Define company culture to attract talent and build stronger teams

Company culture makes the office tick. It’s the attitude toward personal development, work-life balance or initiating big ideas – and your employees make it happen. And, as younger, values-driven generations dominate the workforce, so do their expectations of employers.

Developing a modern, stable and productive work environment full of team players and talented workers requires understanding your company’s culture and expressing it. Define what’s important to the overall organization, identify how that effects your hiring process and get started on an easier, more efficient path to finding your perfect employees.

Examine your current practices
Does the team work from home on Fridays, or does the company offer creative benefits like student loan repayment? Specific behaviors or policies that seem to be “just the way we do it” can be good indicators of what’s important in your office. Formal initiatives to actively hire more veterans or a strategic approach to building a diverse team can also point you in the right direction. Look for opportunities to describe the office environment as inclusive, balanced or empathetic (or words like those).

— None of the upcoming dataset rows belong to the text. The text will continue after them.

PR #314, opened 2019-12-16
More flexible gradient scale in Dashboard

jhenin:
with more robust handling of changes in colvar config
and better documentation

### DIFF
--- a/doc/colvars-refman-main.tex
+++ b/doc/colvars-refman-main.tex
@@ -170,7 +170,14 @@ Atomic coordinates can be modified using VMD's ``Mouse/Move'' functions, and the
 
 A dropdown list allows for changing the current unit system if no variables are defined.
 If some variables are already defined, it is recommended to edit the configuration for all of
-them at once (eg. pressing Ctrl-a, then e), checking that all quantities are expressed in the desired set of units, and adding the \texttt{units} keyword (\ref{sec:units}).
+them at once (eg. pressing Ctrl-a, then Ctrl-e), checking that all quantities are expressed in the desired set of units, and adding the
+\texttt{units} keyword to the general parameters, outside of \texttt{colvar \{\}} blocks (\ref{sec:units}).
+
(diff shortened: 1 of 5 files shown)


jhenin:
A more robust implementation would access the width parameter of colvars through the scripting API, possibly based on #310

doc/colvars-refman-main.tex
```diff
@@ -219,6 +233,12 @@ \subsection*{Overview}
 Each atom group is shown in a different color.
 ``Show gradient'' is available for scalar variables only.
 It creates a graphical representation of the atomic gradients of the selected variables, visualizing how the value of the collective variable would vary in response to a change in atomic coordinates.
+Vectors representing the gradient are rescaled as indicated by the radio buttons \emph{Set max. vector norm} and \emph{Set scaling factor}.
+\emph{Set max. vector norm} rescales gradients so that the largest vector component of each colvar's gradient is represented by an arrow of the specified length, in \AA.
```
giacomofiorin: Using Å units here: is that intentional?

giacomofiorin:
I wouldn't want a run-time `width` parameter associated with the CVC, because its role would be combined with the coefficient anyway. The reason why I added it in #310 is to provide the colvar with a sensible *default* value other than 1. There is also a caveat that for the `deer` variable (not merged yet) the width of a vector-valued variable may not be the same for all vector components: one more reason to keep associating `width` with the colvar, and not with the CVC (1 place to test for special cases vs. 2 places to test).

Let's keep your quick hack for a little while to get the colvar's `width`, then add a dedicated scripting method after #313 is merged?

doc/colvars-refman-main.tex
jhenin: Yup, the arrow is just a graphical object in VMD, the only immediate comparison is with atomic coordinates as displayed in VMD, so Angstrom seemed the best unit. I could implement unit conversion there, but there is no issue of portability to other codes, so I didn't think it was worth it.

PR #320, opened 2020-01-30
Flexible restart-reading

### LINKED ISSUE #187: "cv load" should not active colvar value check
Hi, all,

I would like to suggest that "cv load" should not active:
if (after_restart) {
    if (cvm::proxy->simulation_running()) {
      cvm::real const jump2 = dist2(x, x_restart) / (width*width);
      if (jump2 > 0.25) {
        cvm::error("Error: the calculated value of colvar \""+name+
                   "\":\n"+cvm::to_str(x)+"\n differs greatly from the value "
                   "last read from the state file:\n"+cvm::to_str(x_restart)+
                   "\nPossible causes are changes in configuration, "
                   "wrong state file, or how PBC wrapping is handled.\n",
                   INPUT_ERROR);
        return INPUT_ERROR;
      }
}
in colvar.cpp.
Since when one wants to use "cv load", the system's configuration has usually changed.

Thanks,
Haohao

giacomofiorin:
The modified input state reading functions will load each block of the state file (after the global header) depending on the prefixing keyword (`colvar` or one of the biases), ignoring non-matching objects in either the state file or the current configuration. When a match is found, any error in reading the relevant block would trigger a global error.

In the process, I added support for deferred state file load in LAMMPS, which was missing.

Caveat 1: it wasn't as simple as I mentioned in #187 due to a design change dating back to #18 that made all restraints share the same keyword `restraint` in the state file. I think what I added here is backward-compatible, but best to make an extra check.

Caveat 2: any blocks of the state file that are ignored because they have no match in the current configuration could very well be gibberish, for as long as they have matching open-close braces.

Caveat 3: it is unlikely that a state file gets accidentally truncated right in between two blocks, but if that happens the new code won't catch the error (unlike the existing code, which requires a correct restart for everything).

Addresses part of the specific issues raised in #187.  Not addressed is the option to ignore the checks upon restarting by specifying which part of the state file to load.


jhenin:
This looks good! One last case I see that is not relaxed by this is the case where a colvar value conflicts with that in the state file. A likely cause for that is continuing a Colvars run with a new set of atomic coordinates, possibly from an exchange scheme. That may well be the case for #187, which would then not be completely addressed by this.

giacomofiorin:
Thanks for pointing it out: I amended the description of this PR accordingly.

I am not fond of a global flag `cv load true|false`, because it could easily get added to a script and left there accidentally when the script is reused.

I much prefer the ability to load the state individually for an object.  This could be done either with `cv load bias <name> <filename>` or more clearly `cv bias <name> load <filename>`.  Either way this is best done after #316 is done: adding a note there.

jhenin:
I think `cv bias <name> load <filename>` is a very good syntax to provide. That works only for NAMD though, although maybe a equivalent form of `fix modify` could be proposed in LAMMPS. For something like Gromacs, I don't know.

giacomofiorin:
I just checked that in LAMMPS you can do the following with a variable:
```
fix Colvars all colvars ...
variable CV string "fix_modify Colvars"
run 0
${CV} <command>
```
which would simplify a lot the use of `fix_modify` as a script command interface (at least for the text-based backend).

The caveat is the `run` command in between, because as @akohlmey pointed out in #216 the module and the proxy are initialized only when the run begins.  I think that can be changed, though.

As for GROMACS, I assume that its Python API will gain traction soon, and the interface used in #316 will be easier to use in Python than the current one.  The same is true for the LAMMPS Python interface, which is not used more often than it deserves due to the need for an additional step of building LAMMPS as a Python extension module (not difficult per se, but most sysadmins will just build it the executable).

Of course, there is always the option to add Tcl to those codes if you like...

giacomofiorin:
Other discussed items are already in #320. Merging this.

PR #324, opened 2020-02-16
Remove default values for lowerWall and upperWall legacy keywords

giacomofiorin:
As already anticipated in previous versions of the doc (NAMD 2.13, LAMMPS or 12Dec2018 later) these two legacy keywords do not have a default value any more and need to be explicitly provided.

To avoid excessive refactoring of existing input files, I've kept their role as legacy keywords, though.

The default choice of wall == boundary is particularly poor for metadynamics: for this reason, I added a paragraph to the documentation to guide the users towards a sensible choice.


giacomofiorin:
I rebased this onto `master`. Previously I had it for the branch of #316, but that would add unnecessary dependencies. It can be merged as soon as agreed upon.

PR #325, opened 2020-02-19
Allow setting sigma parameter directly for metadynamics

giacomofiorin:
The new option `gaussianSigmas` allows setting the sigmas of the Gaussian explicitly for each colvar in the input.

The older keyword `hillWidth` is still implemented, but it does not have a default value any more (it had been already documented as such, but not changed yet in the code, for about 2 years).


giacomofiorin:
Integrated suggestion from @fabsugar to make `writeHillsTrajectory` compatible with `sum_hills`.

HanatoK:
@giacomofiorin Does that mean we can set sigma values for each CV separately in multidimensional metadynamics?
Also, as you referred to `sum_hills`, is that the `sum_hills` tool in `PLUMED`?

giacomofiorin:
That's right.  Note that up until this change, you could already choose a different `width` for each variable, and different "sigmas" would be computed accordingly.

This change simply makes it more explicit: if you choose `gaussianSigmas` it requires you to specify, for each variable, *both* the grid spacing and the Gaussians' sigmas.  It is also more similar to PLUMED, which would help users who use both implementations.  This also means additional typing, of course.

For that reason I thought to leave open the option to keep using the `width` parameters to define the sigmas: you only need to choose one reasonable value for `hillWidth`, which you would not only share between the variables of a 2-D or 3-D metadynamics run, but also reuse between independent 1D runs.

giacomofiorin:
@fabsugar is happy enough on a quick look, and I'll consider @HanatoK's emoji as other positive feedback. @jhenin if you don't mind, I'll go ahead and merge.

jhenin:
[Thumbs up emoji]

What are employees saying?
If your social media presence is just posting updates about events or tech releases, instead of providing valuable content, you’re missing out on essential ways to build your employer brand and share your company culture. Not only are these platforms an easy way to express yourself, they provide great opportunities for feedback. Pay attention to whether current – or even previous – employees engage with your social media channels. Encourage their participation in constructive ways and empower them to share what it’s like to work on the team. Use social media to check-in or shape the conversation about your employer brand and ultimately ensure that is accurately reflects your company culture.

Audit your hiring process
Comb through the company application process to find wording, behaviors or steps that don’t reflect your culture, are outdated or might be opportunities to share your values. Maybe the actual application is too long and clunky, or job descriptions are full of jargon and don’t paint a picture of what it’s like to work there. Do you have an employee referral program or know how potential new hires interact with current employees? Background check filters might be preventing great hires, or the website isn’t highlighting the great diversity of people and experiences at your company. Consider how an applicant might consume every touchpoint you offer, then improve those experiences so they better portray your values.